__Task objective__:
Send back the whole listing untouched.

__Dataset records__:
····················

PR #7298, opened 2026-02-05
add initial implementation of foo and main for Windows DLL example

luadebug:
```
    [ 52%]: linking.release test_mingw_dll.exe
    "C:\\Program Files (x86)\\Microsoft Visual Studio\\2022\\BuildTools\\VC\\Tools\\MSVC\\14.44.35207\\bin\\HostX64\\x64\\link.exe" -nologo -dynamicbase -nxcompat -machine:x64 -libpath:build\windows\x64\release /opt:ref /opt:icf foo.lib psapi.lib -out:build\windows\x64\release\test_mingw_dll.exe build\.objs\test_mingw_dll\windows\x64\release\src\main.c.obj /implib:build\windows\x64\release\test_mingw_dll.lib
    error: execv(C:\Users\lin\xmake-luadebug\projects\test_windows_links\build\windows\x64\release\test_mingw_dll.exe ) failed(-1073741515): system error 0xC0000135 (STATUS_DLL_NOT_FOUND).
    The application failed to start because the following DLLs were not found:
      - foo.dll
    Please check your PATH environment variable or copy the missing DLLs to the executable directory.
```

https://github.com/xmake-io/xmake/issues/7176

I am unsure my approach is correct.
Idea was printing them in console instead of using original handler that is up to MessageBox windows GUI.

If policy is turned on so we would acquire MessageBox with error of missing link, otherwise this MessageBox with error of missing link would not appear.

### DIFF
--- a/tests/projects/windows/windows_links/xmake.lua
+++ b/tests/projects/windows/windows_links/xmake.lua
@@ -6,7 +6,7 @@ target("foo")
     set_kind("shared")
     add_files("src/foo.c")
 
-target("test_mingw_dll")
+target("test_foo_dll_presence")
     set_kind("binary")
     add_files("src/main.c")
     add_deps("foo")
--- a/xmake/core/sandbox/modules/os.lua
+++ b/xmake/core/sandbox/modules/os.lua
@@ -340,34 +340,36 @@ function sandbox_os.exec(cmd, ...)
     end
 end
 
--- execute command with arguments list
 -- get missing dlls
-local function _get_missing_dlls(program)
-    local missing = {}
-    local program_dir = path.directory(program)
+function sandbox_os._get_missing_dlls(program)
+
+    -- check
+    assert(program)
+
+    -- get paths
     local pathenv = os.getenv("PATH") or ""
     local paths = path.splitenv(pathenv)
-    table.insert(paths, 1, program_dir)
+    table.insert(paths, 1, path.directory(program))
 
-    local function _find_dll(name)
+    -- find missing dlls
+    local missing = {}
+    local imports = binutils.deplibs(program) or {}
+    for _, dll in ipairs(imports) do
+        local found = false
         for _, p in ipairs(paths) do
-            if os.isfile(path.join(p, name)) then
-                return true
+            if os.isfile(path.join(p, dll)) then
+                found = true
+                break
             end
         end
-        return false
-    end
-
-    local imports = binutils.deplibs(program) or {}
-
-    for _, dll in ipairs(imports) do
-        if not _find_dll(dll) then
+        if not found then
              table.insert(missing, dll)
         end
     end
     return missing
 end
 
+-- execute command with arguments list
 function sandbox_os.execv(program, argv, opt)
 
     -- make program
@@ -418,7 +420,7 @@ function sandbox_os.execv(program, argv, opt)
         -- get errors
         if ok ~= nil then
             if ok == -1073741515 then -- 0xC0000135
-                local missing_dlls = _get_missing_dlls(program)
+                local missing_dlls = sandbox_os._get_missing_dlls(program)
                 if #missing_dlls > 0 then
                     errors = string.format("execv(%s) failed(%d): system error 0xC0000135 (STATUS_DLL_NOT_FOUND).\nThe application failed to start because the following DLLs were not found:\n  - %s\nPlease check your PATH environment variable or copy the missing DLLs to the executable directory.", cmd, ok, table.concat(missing_dlls, "\n  - "))
                 else


tests/projects/windows/windows_links/xmake.lua
```diff
@@ -0,0 +1,19 @@
+add_rules("mode.debug", "mode.release")
```
waruqi, line 1: please move to`tests/projects/windows/`

core/src/xmake/winos/set_error_mode.c
```diff
@@ -0,0 +1,7 @@
+#include "prefix.h"
```
waruqi, line 31: license header is missing

core/src/xmake/process/openv.c
```diff
@@ -130,6 +139,17 @@ tb_int_t xm_process_openv(lua_State *lua) {
...
         lua_pop(lua, 1);
 
+#ifdef TB_CONFIG_OS_WINDOWS
+        // save winos error mode?
+        lua_pushstring(lua, "winos_error_mode_gui");
+        lua_gettable(lua, 3);
+        if (lua_toboolean(lua, -1)) {
+             old_error_mode = SetErrorMode(0);
+             set_error_mode = tb_true;
+        }
```
waruqi: Do not modify os.execv and process.openv; they are generic interfaces, and we should not add platform-specific parameters.

waruqi: Additionally, you've already set the error mode in os.execv, so there's no need to add it again.

xmake/core/sandbox/modules/os.lua
```diff
@@ -339,6 +340,139 @@ function sandbox_os.exec(cmd, ...)
 end
 
 -- execute command with arguments list
+-- get missing dlls
+local function _get_missing_dlls(program)
```
waruqi: We shouldn't parse PE files within the OS; all binary file parsing should be handled within binutils.

Furthermore, the binutils.deplibs interface is already available.

tests/projects/windows/windows_links/xmake.lua
```diff
@@ -0,0 +1,19 @@
+add_rules("mode.debug", "mode.release")
+
```
waruqi, line 2: test_windows_links -> windows_links

tests/projects/windows/windows_links/xmake.lua
```diff
@@ -0,0 +1,19 @@
+add_rules("mode.debug", "mode.release")
+
+set_policy("run.gui_error_dialogs", true)
+
+target("foo")
+    set_kind("shared")
+    add_files("src/foo.c")
+
+target("test_mingw_dll")
```
waruqi: mingw?

tests/projects/windows/windows_links/src/main.c
```diff
@@ -0,0 +1,24 @@
+#include <windows.h>
+#include <psapi.h>
+#include <stdio.h>
+
+#ifdef _WIN32
```
waruqi: this example is only for windows now.

xmake/core/sandbox/modules/os.lua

····················

__Exercise answer__:
PR #7298, opened 2026-02-05
add initial implementation of foo and main for Windows DLL example

luadebug:
```
    [ 52%]: linking.release test_mingw_dll.exe
    "C:\\Program Files (x86)\\Microsoft Visual Studio\\2022\\BuildTools\\VC\\Tools\\MSVC\\14.44.35207\\bin\\HostX64\\x64\\link.exe" -nologo -dynamicbase -nxcompat -machine:x64 -libpath:build\windows\x64\release /opt:ref /opt:icf foo.lib psapi.lib -out:build\windows\x64\release\test_mingw_dll.exe build\.objs\test_mingw_dll\windows\x64\release\src\main.c.obj /implib:build\windows\x64\release\test_mingw_dll.lib
    error: execv(C:\Users\lin\xmake-luadebug\projects\test_windows_links\build\windows\x64\release\test_mingw_dll.exe ) failed(-1073741515): system error 0xC0000135 (STATUS_DLL_NOT_FOUND).
    The application failed to start because the following DLLs were not found:
      - foo.dll
    Please check your PATH environment variable or copy the missing DLLs to the executable directory.
```

https://github.com/xmake-io/xmake/issues/7176

I am unsure my approach is correct.
Idea was printing them in console instead of using original handler that is up to MessageBox windows GUI.

If policy is turned on so we would acquire MessageBox with error of missing link, otherwise this MessageBox with error of missing link would not appear.

### DIFF
--- a/tests/projects/windows/windows_links/xmake.lua
+++ b/tests/projects/windows/windows_links/xmake.lua
@@ -6,7 +6,7 @@ target("foo")
     set_kind("shared")
     add_files("src/foo.c")
 
-target("test_mingw_dll")
+target("test_foo_dll_presence")
     set_kind("binary")
     add_files("src/main.c")
     add_deps("foo")
--- a/xmake/core/sandbox/modules/os.lua
+++ b/xmake/core/sandbox/modules/os.lua
@@ -340,34 +340,36 @@ function sandbox_os.exec(cmd, ...)
     end
 end
 
--- execute command with arguments list
 -- get missing dlls
-local function _get_missing_dlls(program)
-    local missing = {}
-    local program_dir = path.directory(program)
+function sandbox_os._get_missing_dlls(program)
+
+    -- check
+    assert(program)
+
+    -- get paths
     local pathenv = os.getenv("PATH") or ""
     local paths = path.splitenv(pathenv)
-    table.insert(paths, 1, program_dir)
+    table.insert(paths, 1, path.directory(program))
 
-    local function _find_dll(name)
+    -- find missing dlls
+    local missing = {}
+    local imports = binutils.deplibs(program) or {}
+    for _, dll in ipairs(imports) do
+        local found = false
         for _, p in ipairs(paths) do
-            if os.isfile(path.join(p, name)) then
-                return true
+            if os.isfile(path.join(p, dll)) then
+                found = true
+                break
             end
         end
-        return false
-    end
-
-    local imports = binutils.deplibs(program) or {}
-
-    for _, dll in ipairs(imports) do
-        if not _find_dll(dll) then
+        if not found then
              table.insert(missing, dll)
         end
     end
     return missing
 end
 
+-- execute command with arguments list
 function sandbox_os.execv(program, argv, opt)
 
     -- make program
@@ -418,7 +420,7 @@ function sandbox_os.execv(program, argv, opt)
         -- get errors
         if ok ~= nil then
             if ok == -1073741515 then -- 0xC0000135
-                local missing_dlls = _get_missing_dlls(program)
+                local missing_dlls = sandbox_os._get_missing_dlls(program)
                 if #missing_dlls > 0 then
                     errors = string.format("execv(%s) failed(%d): system error 0xC0000135 (STATUS_DLL_NOT_FOUND).\nThe application failed to start because the following DLLs were not found:\n  - %s\nPlease check your PATH environment variable or copy the missing DLLs to the executable directory.", cmd, ok, table.concat(missing_dlls, "\n  - "))
                 else


tests/projects/windows/windows_links/xmake.lua
```diff
@@ -0,0 +1,19 @@
+add_rules("mode.debug", "mode.release")
```
waruqi, line 1: please move to`tests/projects/windows/`

core/src/xmake/winos/set_error_mode.c
```diff
@@ -0,0 +1,7 @@
+#include "prefix.h"
```
waruqi, line 31: license header is missing

core/src/xmake/process/openv.c
```diff
@@ -130,6 +139,17 @@ tb_int_t xm_process_openv(lua_State *lua) {
...
         lua_pop(lua, 1);
 
+#ifdef TB_CONFIG_OS_WINDOWS
+        // save winos error mode?
+        lua_pushstring(lua, "winos_error_mode_gui");
+        lua_gettable(lua, 3);
+        if (lua_toboolean(lua, -1)) {
+             old_error_mode = SetErrorMode(0);
+             set_error_mode = tb_true;
+        }
```
waruqi: Do not modify os.execv and process.openv; they are generic interfaces, and we should not add platform-specific parameters.

waruqi: Additionally, you've already set the error mode in os.execv, so there's no need to add it again.

xmake/core/sandbox/modules/os.lua
```diff
@@ -339,6 +340,139 @@ function sandbox_os.exec(cmd, ...)
 end
 
 -- execute command with arguments list
+-- get missing dlls
+local function _get_missing_dlls(program)
```
waruqi: We shouldn't parse PE files within the OS; all binary file parsing should be handled within binutils.

Furthermore, the binutils.deplibs interface is already available.

tests/projects/windows/windows_links/xmake.lua
```diff
@@ -0,0 +1,19 @@
+add_rules("mode.debug", "mode.release")
+
```
waruqi, line 2: test_windows_links -> windows_links

tests/projects/windows/windows_links/xmake.lua
```diff
@@ -0,0 +1,19 @@
+add_rules("mode.debug", "mode.release")
+
+set_policy("run.gui_error_dialogs", true)
+
+target("foo")
+    set_kind("shared")
+    add_files("src/foo.c")
+
+target("test_mingw_dll")
```
waruqi: mingw?

tests/projects/windows/windows_links/src/main.c
```diff
@@ -0,0 +1,24 @@
+#include <windows.h>
+#include <psapi.h>
+#include <stdio.h>
+
+#ifdef _WIN32
```
waruqi: this example is only for windows now.

xmake/core/sandbox/modules/os.lua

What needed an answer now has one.